The story was republished (as "Letter from the Stars") in the July 1950 issue of Out of This World Adventures, as well as in the 1957 Ace Double The Earth in Peril / Who Speaks of Conquest? One of van Vogt' most popular short pieces, it has since appeared in many collections and anthologies[2] such as Destination: Universe! and Far Boundaries, the most recent being 2010's The Arkham Sampler: A Facsimile Edition.
Plot
[edit]The story takes the form of a one-sided correspondence between Skander, an alien, to an unnamed human (whose replies are not presented.) In his initial letter, Skander spends some time describing himself and his home planet in the constellation Auriga, whose intelligent lifeforms are long-lived, highly radioactive, and chromium-based, thriving at a temperature of around 900 degrees Kelvin. Skander admits that he intercepted the human's application to the pen-pal program, but justifies his act by the assertion that he is lonely and in need of conversation, due to serving a lengthy prison sentence for conducting an illegal scientific experiment which is implied to have harmed many of his fellow Aurigans. Oddly anxious to see his pen pal, he sends the human several photographic plates that can be triggered by simply thinking a mental command at them.

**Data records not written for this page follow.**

PR #74, opened 2017-03-06
Hotfix

daler:
1. Addresses https://github.com/bioconda/bioconda-recipes/issues/4038#issuecomment-284535179.
2. Allows 1 or 2 args to --git-range, and in bioconda-recipes this will default to `--git-range HEAD` so that local tests no longer require a commit
3. Improve changed recipe detection: linting only cares about meta.yaml files but building cares about anything in any recipe dir.


nsoranzo:
Bump version in `bioconda_utils/version.py` ?

PR #77, opened 2017-03-08
use regex to parse out git version for OSX git

tomkinsc:
This adds a regex to parse out the git version in a way compatible with Apple git, since under macOS the git version is reported like this: `git version 2.10.1 (Apple Git-78)`.


daler:
Thanks!

PR #82, opened 2017-03-11
Blacklist handling

daler:
This PR allows `modified_recipes` to also detect recipes that were newly blacklisted in the provided git range. Otherwise a recipe would have be modified in some way before being detected.


johanneskoester:
Nice!

PR #94, opened 2017-04-21
Add test case that checks whether tokens leak into the build environment

johanneskoester:
This PR adds a test that checks whether GITHUB_TOKEN is leaked into the build script.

In the penultimate letter, Skander gleefully reveals that the "photographic plates" (which have just been activated) are actually a form of consciousness-transfer device, and that his intent has always been to switch bodies with the human, thereby evading the balance of his prison sentence. His plan is to skip from body to body for the next thirty years, only returning to his own at the end of his sentence. He intends to maroon the human's consciousness in the last body he hijacks, contemptuously noting that this will be a beneficial trade, as humans are - by Aurigan standards - fairly short-lived.
The last letter is from the unnamed human - now occupying Skander's body - to Skander, now in the human's body. The human had immediately suspected that Skander had an ulterior motive and had taken the plates to Earth authorities, who analyzed them and uncovered their true purpose. However, the human voluntarily chose to see the scheme through. He drily notes that Skander will by now have discovered that the human body he has taken over has been paralyzed since birth and has a heart condition; he closes with the hope that Skander enjoys what little time he has left.